COMPARATIVE EXAMPLE 1
[0126] In Comparative Example 1, a thin-film solid secondary cell
having the structure depicted in FIG. 1 was created by a sputtering
method. Layers other than a negative electrode active material
layer 50 were formed with the same materials, the same film
thicknesses, and the same film forming conditions as those in
Example 1. The negative electrode active material layer 50 was
formed by an RF magnetron sputtering method using a vanadium oxide
(V.sub.2O.sub.5) sintered target as a negative electrode active
material. An RF power was 1 KW, and the film was formed without
heating. As a result, a V.sub.2O.sub.5 thin film of 0.3 .mu.m was
formed.
[0127] A diffraction peak did not appear in the X-ray diffraction
measurement, and it was confirmed that all the constituent layers
in the thin-film solid secondary cell are amorphous.
[0128] In the measurement of the charge/discharge characteristics,
it was confirmed that the thin-film solid secondary cell repeatedly
demonstrates a charge/discharge operation. FIG. 5 shows a graph of
charge/discharge characteristics in a 10th cycle stably
demonstrating the charge/discharge operation. A discharge start
voltage and a charge start voltage in the 10th cycle in which the
charge/discharge operation is stable were respectively 2.7 V and
0.5 V, and a charge capacity and a discharge capacity were
respectively 0.89 mAh and 0.89 mAh. Additionally, a discharge
capacity which enables maintaining a voltage of 1 V or above
required to drive a regular device was approximately 0.28 mAh.

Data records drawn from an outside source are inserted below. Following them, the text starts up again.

PR #249, opened 2023-06-12
Add blocked sparse input affine transform approach to docs.

Sopel97:
Based on https://github.com/official-stockfish/Stockfish/pull/4612

### DIFF
--- a/docs/nnue.md
+++ b/docs/nnue.md
@@ -93,6 +93,8 @@ What this document DOES NOT contain:
             * [m256_haddx4](#m256_haddx4)
         - [Linear layer with sparse input](#linear-layer-with-sparse-input)
             * [m256_process_chunk](#m256_process_chunk)
+        - [Linear layer with blocked sparse input](#linear-layer-with-blocked-sparse-input)
+            * [Helping the odds](#helping-the-odds)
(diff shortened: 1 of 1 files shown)


vondele:
I have read through this, looks OK. 

Independent from this PR, should we integrate the permutation code (as mentioned https://github.com/official-stockfish/Stockfish/pull/4620#issue-1757202863) in the trainer somehow ?

Sopel97:
> Independent from this PR, should we integrate the permutation code (as mentioned https://github.com/official-stockfish/Stockfish/pull/4620#issue-1757202863) in the trainer somehow ?

We could maybe apply it during serialization if we have a good enough solution. Right now we should work on a separate tool. I made some initial scaffolding here https://github.com/Sopel97/nnue-pytorch/blob/ftperm/ftperm.py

[0129] Comparing the charge/discharge characteristics of the
thin-film solid secondary cells according to Examples 1 to 3 and
Comparative Example 1 in FIGS. 2 to 5, it can be understood that a
voltage at the time of discharge is rapidly reduced in Comparative
Example 1 as compared with Examples 1 to 3. Further, it can be
revealed from Table 1 that there is no large difference in charge
and discharge capacities between Comparative Example 1 and Examples
1 to 3 but a discharge capacity which enables maintaining a voltage
of 1 V or above in Comparative Example 1 is 1/3 or below of those
in Examples 1 to 3.
[0130] Furthermore, when the thin-film solid secondary cell
according to the comparative example charged to 2.5 V was used to
drive a digital clock, the digital clock was continuously driven
for about 10 days. This period is 1/3 or below of a period of one
month or more where continuous driving is possible in Examples 1 to
3, and it substantially corresponds to a period where a voltage of
1 V or above can be maintained.
[0131] Moreover, in the comparative example, since a charge start
voltage was approximately 0.5 V and the voltage was increased to
0.5 V only after discharge, the digital clock was not able to be
driven without being charged after discharge. Additionally, a
voltage immediately after creation was approximately 0.5 V, and
hence the digital clock was not able to be driven as it is.
COMPARATIVE EXAMPLE 2
[0132] In Comparative Example 2, a thin-film solid secondary cell
having the structure depicted in FIG. 1 was created by a sputtering
method. Layers other than a positive electrode active material
layer 30 were formed with the same materials, the same film
thicknesses, and the same film forming conditions as those in
Example 1. Although the same lithium manganate (LiMn.sub.2O.sub.4)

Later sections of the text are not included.